I. INTRODUCTION There is an increasing demand for high efficiency and high

quality of power transmission world wide. In this context the modern High Voltage DC Transmission (HVDC) and Flexible AC Transmission Systems (FACTS) gains more importance and utilization in today’s power transmission system. Both HVDC and FACTS systems use power electronic converters for the power conversion and power quality control. Therefore the performance and quality of converter systems depend much on the key component- high power thyristors. Since its introduction in the HVDC application late sixties of last century, thyristor technology has continuously further developed to higher power rating over last decades (Fig.1). The first thyristors used had a silicon wafer with a diameter of 33mm. They had a peak blocking voltage of 1600V and supported a direct current of up to 1000 A. For higher current ratings, thyristors were connected directly in parallel. Over the last thirty years, the device ratings were permanently increased. Today silicon wafers of 6 inch diameter can be manufactured; the peak blocking voltage per device is 8000V and a d.c. current of 4500A can be handled without parallel connection.

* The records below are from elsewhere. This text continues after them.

PR #378, opened 2023-05-14
Fix issue #374 No response when scrolling up and down

czlitony:
# Description
Fix issue  #374 No response when scrolling up and down.

# Analysis
Scintilla runs the regex search too slowly, so `while (editor->send(SCI_FINDTEXT, flags, (sptr_t)&ttf) != -1)` takes a long, then blocks the main thread.

# Fix
Before the fix:
reproduced_response_issue

After the fix: 
fixed_response_issue

### DIFF
--- a/src/NotepadNext/QRegexSearch.cpp
+++ b/src/NotepadNext/QRegexSearch.cpp
@@ -77,10 +77,11 @@ Sci::Position QRegexSearch::FindText(Document *doc, Sci::Position minPos, Sci::P
 
     // Get the bytes from the document. No need to go past maxPos bytes
     // Not actually sure if this copies the data or not
-    const QString utf8 = QString::fromUtf8(doc->BufferPointer(), maxPos);
+    const Sci::Position rangeLength = maxPos - minPos;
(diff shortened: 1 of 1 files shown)


src/NotepadNext/QRegexSearch.cpp
```diff
@@ -77,18 +77,19 @@ Sci::Position QRegexSearch::FindText(Document *doc, Sci::Position minPos, Sci::P
 
     // Get the bytes from the document. No need to go past maxPos bytes
     // Not actually sure if this copies the data or not
-    const QString utf8 = QString::fromUtf8(doc->BufferPointer(), maxPos);
+    const Sci::Position rangeLength = maxPos - minPos;
+    const QString utf8 = QString::fromUtf8(doc->RangePointer(minPos, rangeLength), rangeLength);
```
czlitony, line 81: Avoid creating the big string, then searching speed will be much faster.

czlitony:
With this change, the regex search is also faster.
image

dail8859:
Thanks for the PR! I did some testing to make sure it wasn't affected by 3- and 4-byte characters and everything seems to work great!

The increase of thyristor’s power rating goes hand in hand

with increased demand for larger HVDC power transmission schemes. Particularly the need to maximize the utilization of

land and space for transmission lines requires higher transmission voltage, which reduced the transmission losses as well. During last decades most bulk HVDC transmission schemes worldwide have been built with 500 kV as rated dc voltage. Recently years there are several large HVDC transmission schemes under planning in China, India and Brazil, which have a transmission distances between 1000 km and 2000 km. Ultra high dc voltage (UHVDC) in the range 800 kV is the preferred dc voltage level for these applications.

0

2

4

6

8

1970 1980 1990 2000 2010

Fig. 1: Development of voltage rating (blue line) in kV and current rating (red line) in kA of power thyristors

While the first 800 kV HVDC project Yun-Guang has a power rating of 5000 MW, other 800 kV HVDC projects has a significant higher dc current. Xiangjiaba-Shanghai Project has a power rating of 6400 MW (dc current =4 kA) and Jinping UHVDC Project has the highest bipole rating of 7200 MW with rated dc current of 4.5 kA. In order to provide an optimized converter design to cover these high dc current and voltage application, new thyristors with larger diameters have been developed.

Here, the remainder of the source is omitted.